PR #5556, opened 2018-11-06
fix(tracks): don't select tracks based on user pref if no langauge is set

### LINKED ISSUE #5553: Segments metadata track is shown when changing source
## Description
If you had captions on, and then change the video source, you get some weird text on the screen. The guys on videojs slack thought it was the segments metadata track.

## Steps to reproduce
1. Visit the VHS test page at https://videojs.github.io/http-streaming/
2. Play the video, choosing the very bottom closed caption track, "cc1". (Not sure what language it is for, but the captions show English)
3. Reset the player's source by clicking the "Load" button again.
4. Play the video, and see the weird text/json

### Expected
No captions after changing source.

### Actual
Even though closed captions are set to "off" after switching the source, this appears as a caption over the video:
`{"bandwidth":915905,"resolution":{"width":960,"height":540},"codecs":"mpra.40.2,avc1.4d401f","byteLength":1046972,"uri":"https://d2zihajmogu5jn.cloudfront.net/bipbop-advanced/gear3/main.ts","timeline":0,"playlist":"gear3/prog_index.m3u8","start":9.976644444444446,"end":19.91992222222223}`

#### videojs
I've seen it in 7.2.2 and 7.2.4
#### browsers
Chrome, Firefox, and IE11. 
Edge doesn't even show captions.
Mobile Safari doesn't show that bottom "CC" caption option, so it doesn't seem to have the problem.
#### OSes
Microsoft Windows 10
### plugins
None

gkatsev:
Fixes #5553

### DIFF
--- a/src/js/tracks/text-track-display.js
+++ b/src/js/tracks/text-track-display.js
@@ -150,8 +150,11 @@ class TextTrackDisplay extends Component {
     for (let i = 0; i < trackList.length; i++) {
       const track = trackList[i];
 
-      if (userPref && userPref.enabled &&
-        userPref.language === track.language) {
+      if (
+        userPref && userPref.enabled &&
+        userPref.language && userPref.language === track.language &&
+        track.kind in modes
+      ) {
         // Always choose the track that matches both language and kind
         if (track.kind === userPref.kind) {
           preferredTrack = track;
--- a/test/unit/tracks/text-track-display.test.js
+++ b/test/unit/tracks/text-track-display.test.js
@@ -183,6 +183,50 @@ if (!Html5.supportsNativeTextTracks()) {
     player.dispose();
   });
 
+  QUnit.test("don't select user langauge if it is an empty string", function(assert) {
+    const player = TestHelpers.makePlayer();
+    const track1 = {
+      kind: 'captions',
+      label: 'English',
+      language: 'en',
+      src: 'en.vtt'
+    };
+    const track2 = {
+      kind: 'captions',
+      label: 'Spanish',
+      language: 'es',
+      src: 'es.vtt'
+    };
+    const track3 = {
+      kind: 'metadata',
+      label: 'segment-metadata'
+    };
+
+    player.src({type: 'video/mp4', src: 'http://google.com'});
+    // manualCleanUp = true by default
+    const englishTrack = player.addRemoteTextTrack(track1, true).track;
+    const spanishTrack = player.addRemoteTextTrack(track2, true).track;
+    const metadataTrack = player.addRemoteTextTrack(track3, true).track;
+
+    // Force empty string ('') as "user-selected" track
+    player.cache_.selectedLanguage = { enabled: true, language: '', kind: 'captions' };
+    this.clock.tick(1);
+
+    assert.equal(spanishTrack.mode, 'disabled', 'Spanish captions should be disabled');
+    assert.equal(englishTrack.mode, 'disabled', 'English captions should be disabled');
+    assert.notEqual(metadataTrack.mode, 'showing', 'Metadata track should be not be showing');
+
+    // Force es as "user-selected" track
+    player.cache_.selectedLanguage = { enabled: true, language: 'es', kind: 'captions' };
+    player.trigger('loadstart');
+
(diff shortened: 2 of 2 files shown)


src/js/tracks/text-track-display.js
```diff
@@ -150,8 +150,11 @@ class TextTrackDisplay extends Component {
     for (let i = 0; i < trackList.length; i++) {
       const track = trackList[i];
 
-      if (userPref && userPref.enabled &&
-        userPref.language === track.language) {
+      if (
+        userPref && userPref.enabled &&
+        userPref.language && userPref.language === track.language &&
+        track.kind in modes
```
ldayananda: 💯

test/unit/tracks/text-track-display.test.js
```diff
@@ -183,6 +183,50 @@ if (!Html5.supportsNativeTextTracks()) {
...
+    const spanishTrack = player.addRemoteTextTrack(track2, true).track;
+    const metadataTrack = player.addRemoteTextTrack(track3, true).track;
+
+    // Force empty string ('') as "user-selected" track
+    player.cache_.selectedLanguage = { enabled: true, language: '', kind: 'captions' };
+    this.clock.tick(1);
+
+    assert.equal(spanishTrack.mode, 'disabled', 'Spanish captions should be disabled');
+    assert.equal(englishTrack.mode, 'disabled', 'English captions should be disabled');
+    assert.notEqual(metadataTrack.mode, 'showing', 'Metadata track should be not be showing');
```
ldayananda: should not be showing? 😄

test/unit/tracks/text-track-display.test.js
```diff
@@ -183,6 +183,50 @@ if (!Html5.supportsNativeTextTracks()) {
...
+      src: 'es.vtt'
+    };
+    const track3 = {
+      kind: 'metadata',
+      label: 'segment-metadata'
+    };
+
+    player.src({type: 'video/mp4', src: 'http://google.com'});
+    // manualCleanUp = true by default
+    const englishTrack = player.addRemoteTextTrack(track1, true).track;
```
ldayananda: might want to add the metadata track first just to be extra sure we're fixing the issue

test/unit/tracks/text-track-display.test.js
```diff
@@ -183,6 +183,50 @@ if (!Html5.supportsNativeTextTracks()) {
...
+    const spanishTrack = player.addRemoteTextTrack(track2, true).track;
+    const metadataTrack = player.addRemoteTextTrack(track3, true).track;
+
+    // Force empty string ('') as "user-selected" track
+    player.cache_.selectedLanguage = { enabled: true, language: '', kind: 'captions' };
+    this.clock.tick(1);
```
ldayananda: should loadstart have been triggered here too?

gkatsev: this tick is to make the initial loadstart from setting the source run

test/unit/tracks/text-track-display.test.js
****************************************
## AIM OF THE TASK
Write out the records above exactly, from the opening line to the line with "1. Visit the", including both, with nothing added.

## TASK RESULT
PR #5556, opened 2018-11-06
fix(tracks): don't select tracks based on user pref if no langauge is set

### LINKED ISSUE #5553: Segments metadata track is shown when changing source
## Description
If you had captions on, and then change the video source, you get some weird text on the screen. The guys on videojs slack thought it was the segments metadata track.

## Steps to reproduce
1. Visit the VHS test page at https://videojs.github.io/http-streaming/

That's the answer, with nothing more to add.